夕焼け小焼けの赤とんぼ

負われて見たのはいつの日か

 

山の畑の桑の実を

小籠に摘んだはまぼろしか

 

十五で姐やは嫁に行き

お里のたよりも絶えはてた

 

夕焼け小焼けの赤とんぼ

とまっているよ竿の先

 

皆さんもよく知る、童謡「赤とんぼ」。

どこか寂しくも懐かしい夕焼けの風景を思い出させてくれる歌ですね。

 

赤トンボと言えば夕焼けとセットのイメージがありますが、それはきっとこの歌の影響なのではないかと思います。

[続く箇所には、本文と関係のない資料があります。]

PR #2071, opened 2021-02-15
add definitions for s390x musl targets

kaniini:
Add support for s390x musl targets to libc.

I haven't added CI because I am not familiar with the pipelines, but would be glad to do so if somebody outlines what needs to be done.


kaniini:
CI is mostly blocking on rust-lang/rust#82166 being merged, which adds the s390x-unknown-linux-musl target.

Amanieu:
LGTM. Let's wait on rust-lang/rust#82166 so we can have CI set up.

I'm not too familiar with the libc CI, but basically just copy what we're already doing for other architectures on musl (e.g. mips, arm). The relevant files are all in `ci/`.

kaniini:
Yeah that's why I decided to go with #82166 first.  Then handle the libc bits and any std bits afterward.

workingjubilee (commented):
These all are destined to go into fn ioctl which is expecting a c_int.

kaniini:
Based on conversation in Zulip, I wonder if it makes sense to move a lot of these constants to the common part of the musl support code.

workingjubilee:
Yes, I think so, that's kind of how the libc crate is "supposed" to be designed (according to https://github.com/rust-lang/libc/blob/master/CONTRIBUTING.md anyways!). Probably using a similar structure as the "generic bits" vs. "arch-specific bits" pattern that musl uses for its own organization.

kaniini:
@Amanieu this should be good to go now.  rust#82166 has landed.

Amanieu:
Is ci/s390x-linux-musl.json still needed?

kaniini:
git, how does it even work?

Amanieu:
You need to add the target to .github/workflows/bors.yml so it gets picked up by CI.

kaniini:
oh, technically the s390x-unknown-linux-musl target is tier 3 atm.  can we just skip the CI?  or how do you want to tackle it?

Amanieu:
Ah good point, let's just skip it for now.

しかし、皆さんは赤トンボというのがどんなトンボなのか知っていますか?

 

もちろん、正式名称が「赤トンボ」という名前の種類はいません。

そこで今回は、赤トンボとはどんなトンボなのか、詳しくまとめていきたいと思います。

赤トンボの種類

赤トンボとは、体の赤いトンボまたはアカネ属に属するトンボの総称です。

アカネ属はかつて「アカトンボ属」と呼ばれていたのですが、実はアカトンボ属の中でも体が赤くない種類もいるので、アカネ属に変更されました。

 

アカネ属は世界で約50種が確認されており、そのうち日本では21種類が確認されています。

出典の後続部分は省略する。